TASK STATEMENT:
Every line in the data below that has the word "display" should be returned.

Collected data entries
****

PR #193, opened 2018-01-17
Flesh out heal stats

cormacmccarthy:
Cards should display all of their mechanics. 

Imagine you are at a table and you play the card. It needs to tell you everything you need to know in order to actually play it.

I need to go through and audit all of the cards...


cards/heal.js
```diff
@@ -23,7 +23,10 @@ class HealCard extends BaseCard {
 
 	get stats () {
 		return `Health: ${this.healthDice}
-Possiblity of Stroke of Luck`;
++ spell bonus (diminished by 1 each use until 0, then resets)
+
+1% chance to heal half max hp
+1% chance to heal to poison`;
```
tweettypography: Should be "1% chance to poison"

PR #194, opened 2018-01-17
Revert "Add the sandstorm card to all players"

tweettypography:
This reverts commit 3ea880bebf48ffbf484d31827727d4f4a0f527a8 so that the sandstorm card isn't re-added on every restart (now that all players should have it).

### DIFF
--- a/characters/beastmaster.js
+++ b/characters/beastmaster.js
@@ -10,7 +10,7 @@ const { monsterCard } = require('../helpers/card');
 const { spawn, equip } = require('../monsters');
 const TENSE = require('../helpers/tense');
 
-const DEFAULT_MONSTER_SLOTS = 7;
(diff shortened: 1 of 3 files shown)


characters/beastmaster.js
```diff
@@ -10,7 +10,7 @@ const { monsterCard } = require('../helpers/card');
 const { spawn, equip } = require('../monsters');
 const TENSE = require('../helpers/tense');
 
-const DEFAULT_MONSTER_SLOTS = 7;
+const DEFAULT_MONSTER_SLOTS = 6;
```
cormacmccarthy: why?

tweettypography: Ah, that was just mixed in with the other changes. I'll fix

PR #201, opened 2018-01-19
Targeting Scrolls

tweettypography:


items/scrolls/cobra_kai.js
```diff
@@ -0,0 +1,25 @@
...
+
+class CobraKaiScroll extends TargetingScroll {
+	// Set defaults for these values that can be overridden by the options passed in
+	constructor ({
+		icon = '🐍'
+	} = {}) {
+		super({ icon });
+	}
+
+	getTargetingDetails (monster) { // eslint-disable-line class-methods-use-this
```
cormacmccarthy: we are possibly inconsistent around what we call "monster"... Near as I can tell, generally we refer to the acting creature as the "player" and the target creature as the "monster".

items/scrolls/cobra_kai.js
```diff
@@ -0,0 +1,25 @@
...
+		return `${monster.givenName} will target the player with the lowest current xp while ${monster.pronouns.he} is in the ring unless directed otherwise by a specific card.`;
```
cormacmccarthy: I'm assuming there will be some methodology for exposing these details to the user when they look at the scroll before they use it. Correct?

items/scrolls/cobra_kai.js
tweettypography: Both the `player` and the `target` are monsters. Unlike a card, this just acts on a single monster so we don't have to split them up that way

tweettypography: In a sense the `player` for items is actually the character

items/scrolls/cobra_kai.js
tweettypography: I just added something to the description for now `You target the weakest player in the ring, every time.` I agree that we should have a way to preview this though, just have to come up with commands that make sense.

PR #202, opened 2018-01-19
Rolls should message more appropriately when you hit yourself

tweettypography:
Improves readability of roll message a little bit, especially in cases where you accidentally target yourself. Another good improvement would be an _even worse_ critical fail when you are already confused and targeting yourself and you roll a 1.

### DIFF
--- a/cards/hit.js
+++ b/cards/hit.js
@@ -49,12 +49,18 @@ class HitCard extends BaseCard {
 			commentary = 'Miss... Tie goes to the defender.';
 		}
 
+		let reason;
+		if (player === target) {
+			reason = `vs ${target.pronouns.his} own ${this.targetProp.toLowerCase()} (${target[this.targetProp]}) in confusion.`;
+		} else {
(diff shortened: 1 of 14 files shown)


cards/hit.js
```diff
@@ -49,12 +49,18 @@ class HitCard extends BaseCard {
 			commentary = 'Miss... Tie goes to the defender.';
 		}
 
+		let reason;
+		if (player === target) {
+			reason = `vs ${target.pronouns.his} own ${this.targetProp.toLowerCase()} (${target[this.targetProp]}) in confusion.`;
+		} else {
+			reason = `vs ${target.givenName}'s ${this.targetProp.toLowerCase()} (${target[this.targetProp]}) to determine if the hit was a success.`;
+		}
+
```
cormacmccarthy: All these descendants of `hit` seem like they could benefit from a `getHitCheckReason` or something. Haven't really evaluated all of the code to see if it really _is_ repeated as much as I think it is though.

PR #203, opened 2018-01-19
Add a couple more scrolls

tweettypography:


items/scrolls/la-carambada.js
```diff
@@ -0,0 +1,25 @@
...
+class LaCarambadaScroll extends TargetingScroll {
+	// Set defaults for these values that can be overridden by the options passed in
+	constructor ({
+		icon = '🐍'
+	} = {}) {
+		super({ icon });
+	}
+
+	getTargetingDetails (monster) { // eslint-disable-line class-methods-use-this
+		return `${monster.givenName} will look for the living opponent with the highest possible hp while ${monster.pronouns.he} is in the ring and target them, even if that player currently has less hp, unless directed otherwise by a specific card.`;
```
cormacmccarthy: Wait... What? At the beginning of the battle they'll target the player with the highest HP (other than themselves) and then keep targeting that player until that player is dead? Or they'll keep re-targeting to the player with the highest HP (who is not themselves --just like the fists of virtue card)?

tweettypography: They'll target the player with the highest max hp (who is still alive). So yes, basically the player with the most hp at the beginning of the battle. I actually have the wrong strategy associated with this one right now though so it's good you asked, let me fix :)

The one that's like fists of virtue and which is currently on this card but which we will create another item for is `TARGET_HIGHEST_HP_PLAYER` whereas the one intended for this item is `TARGET_MAX_HP_PLAYER`

cormacmccarthy: I feel like something like this may be more easily parsed:

```
return `Unless directed otherwise by a specific card, ${monster.givenName} will target whichever living opponent would have the highest hp if they were at full health.`;
```

items/scrolls/sir-robin.js
```diff
@@ -0,0 +1,25 @@
...
+class SirRobinScroll extends TargetingScroll {
+	// Set defaults for these values that can be overridden by the options passed in
+	constructor ({
+		icon = '🐍'
+	} = {}) {
+		super({ icon });
+	}
+
+	getTargetingDetails (monster) { // eslint-disable-line class-methods-use-this
+		return `whenver ${monster.givenName} is in the ring ${monster.pronouns.he} will bravely look about, choose the player with the highest current hp, and target them, unless directed otherwise by a specific card.`;
```
cormacmccarthy: typo "whenver"

items/scrolls/sir-robin.js
```diff
@@ -0,0 +1,25 @@
+/* eslint-disable max-len */
+
+const TargetingScroll = require('./targeting');
+const { TARGET_HIGHEST_HP_PLAYER } = require('../../helpers/targeting-strategies');
+
+class SirRobinScroll extends TargetingScroll {
+	// Set defaults for these values that can be overridden by the options passed in
+	constructor ({
+		icon = '🐍'
```
cormacmccarthy: Why a snake?

items/scrolls/la-carambada.js
```diff
@@ -0,0 +1,25 @@
+/* eslint-disable max-len */
+
+const TargetingScroll = require('./targeting');
+const { TARGET_MAX_HP_PLAYER } = require('../../helpers/targeting-strategies');
+
+class LaCarambadaScroll extends TargetingScroll {
+	// Set defaults for these values that can be overridden by the options passed in
+	constructor ({
+		icon = '🐍'
```
cormacmccarthy: Why a snake?

items/scrolls/chaos-theory.js
```diff
@@ -0,0 +1,25 @@
+/* eslint-disable max-len */
+
+const TargetingScroll = require('./targeting');
+const { TARGET_RANDOM_PLAYER } = require('../../helpers/targeting-strategies');
+
+class ChaosTheoryScroll extends TargetingScroll {
+	// Set defaults for these values that can be overridden by the options passed in
+	constructor ({
+		icon = '🐍'
```
cormacmccarthy: how about 🦋

PR #204, opened 2018-01-19
Add The Annals of Qin Shi Huang scroll

tweettypography:


items/scrolls/qin-shi-huang.js
```diff
@@ -0,0 +1,25 @@
...
+
+	getTargetingDetails (monster) { // eslint-disable-line class-methods-use-this
+		return `${monster.givenName} will seek to consolidate ${monster.pronouns.his} power and lay waste to ${monster.pronouns.his} biggest foes in the ring by targeting the opponent with the highest xp, unless directed otherwise by a specific card.`;
+	}
+}
+
+QinShiHuangScroll.itemType = 'The Annals of Qin Shi Huang';
+QinShiHuangScroll.description = `焚書坑儒
+
+Target your opponent with the highest xp.`;
```
cormacmccarthy: hahaha, if you're going to use xp to target an opponent, you better use _the highest xp_ you can!

Maybe "the" instead of "your"?

items/scrolls/targeting.js
```diff
@@ -33,7 +33,7 @@ class TargetingScroll extends BaseScroll {
 			monster.targetingStrategy = targetingStrategy;
 		}
 
-		let narration = `${monster.givenName} learns new tactics from an ancient scroll entitled _${this.itemType}_.`;
+		let narration = `${monster.givenName} learns new tactics from an 📜 well-worn scroll entitled _${this.itemType}_.`;
```
cormacmccarthy: "an well-worn"

Also, this kind of makes me want to have it actually be `from ${this.agedness} scroll entitled` so we could put anything from "an ancient" to "an extremely new" for flavor depending on what fits with the feel of the scroll.

items/scrolls/qin-shi-huang.js
```diff
@@ -0,0 +1,25 @@
+/* eslint-disable max-len */
+
+const TargetingScroll = require('./targeting');
+const { TARGET_HIGHEST_XP_PLAYER } = require('../../helpers/targeting-strategies');
+
+class QinShiHuangScroll extends TargetingScroll {
+	// Set defaults for these values that can be overridden by the options passed in
+	constructor ({
+		icon = '🔥'
```
cormacmccarthy: Unless something about the history associated with this means "fire" it could be more fun to have Kanji here instead. `'焚'`

tweettypography: It's the "burning of books and burying of scholars" that I'm referencing with the emoji. I don't mind switching to the character though as it has basically the same meaning as the emoji and also strengthens the tie to China. I thought of using 🥢 but it seemed too benign.

items/scrolls/targeting.js
tweettypography: Sounds fun. I'm only changing this here because I used ancient twice before

PR #211, opened 2018-01-23
Improve level text

tweettypography:
Also fix the display of heal results


cards/heal.js
```diff
@@ -46,45 +47,67 @@ class HealCard extends BaseCard {
 		return roll({ primaryDice: this.healthDice, modifier: player.encounterModifiers.healModifier, bonusDice: player.bonusIntDice });
 	}
 
-	checkLuck () { // eslint-disable-line class-methods-use-this
+	checkSuccess (healRoll, target) { // eslint-disable-line class-methods-use-this
+		const hundred = random(1, 100);
+
+		const strokeOfLuck = (hundred === 7);
+		const curseOfLoki = (hundred === 13);
```
cormacmccarthy: 😂

cards/heal.js
```diff
@@ -46,45 +47,67 @@ class HealCard extends BaseCard {
...
 		if (strokeOfLuck) {
-			healResult = Math.floor(target.maxHp / 2);
 			this.emit('narration', {
 				narration: `Stoke of Luck!
 Wait... wasn't this the questionable phial you found on the floor behind the shelf? Is it safe? Desperate times... Down the hatch!`
 			});
 		// Curse of Loki
-		} else if (curseOfLoki) {
-			healResult *= -1;
+		} else if (success && curseOfLoki) {
```
cormacmccarthy: 🤔 It's not obvious to me how success could be false, but curseOfLoki could be true.

This _looks_ like a bug, because one could easily assume that `curseOfLoki` would _not_ be a success condition.

cormacmccarthy: oh, now I understand. I feel like this is much more clear:

`} else if (result < 0) {`

tweettypography: That would work but it would actually be different behavior. `success` is a roll above 0, basically how much you're going to drink. If your bottle is empty you'll never know that it would have been poison. We could change the Curse of Loki text so that you'll _know_ it was poison but it's empty so you're okay but does that even make sense? If you knew it was poison why even try to drink it? Stroke of Luck you'll actually know - you get a stroke of luck and reach for this questionable phial that would have contained some really potent stuff but of course it's empty so you get nothing.

So basically:
0 roll & stroke of luck > Stroke of Luck message and Empty message
0 roll & curse of loki > Empty message (and you lose nothing)
0 roll > Empty message
Non-0 roll & stroke of luck > Stroke of Luck message and Grows stronger message
Non-0 roll && curse of loki > Poison message (and oops I accidentally left in the Grows stronger message)
Non-0 roll > Grows stronger message

helpers/levels.js
```diff
@@ -11,6 +11,50 @@ const getLevel = (xp = 0, prevPrevThreshold = 0, prevThreshold = 50, level = STA
 	return getLevel(xp, prevThreshold, threshold, level + 1);
 };
 
+const describeLevels = (...levels) => {
+	let level;
+	let compare;
+	let description;
+	let difference;
```
cormacmccarthy: `level` -> `opponentLevel`
`compare` -> `playerLevel`

helpers/levels.js
```diff
@@ -11,6 +11,50 @@ const getLevel = (xp = 0, prevPrevThreshold = 0, prevThreshold = 50, level = STA
...
+
+	if (levels.length === 1) {
+		level = levels[0];
+		description = level ? `level ${level}` : 'beginner';
```
cormacmccarthy: You'll probably want to change this to:

```
playerLevel = levels[0];
description = playerLevel ? `level ${playerLevel}` : 'beginner';
```

or
```
description = levels[0] ? `level ${levels[0]}` : 'beginner';
```

if you make the changes I suggested above.

helpers/levels.js
```diff
@@ -11,6 +11,50 @@ const getLevel = (xp = 0, prevPrevThreshold = 0, prevThreshold = 50, level = STA
...
+		compare = levels.shift();
+		level = Math.round(levels.reduce((total, lvl) => total + lvl, 0) / levels.length);
+		difference = compare - level;
+
+		description = `average level of ${level || 'beginner'}`;
+	}
+
+	return {
+		level,
+		compare,
```
cormacmccarthy: These two are returned but are never used that I can see. Furthermore, as is written now, "level" seems to be overloaded to be either the player's level, the single opponent's level, or the average of all opponent's levels. The changes suggested above will make these more consistent I think.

****

TASK SOLUTION:
Cards should display all of their mechanics. 
Also fix the display of heal results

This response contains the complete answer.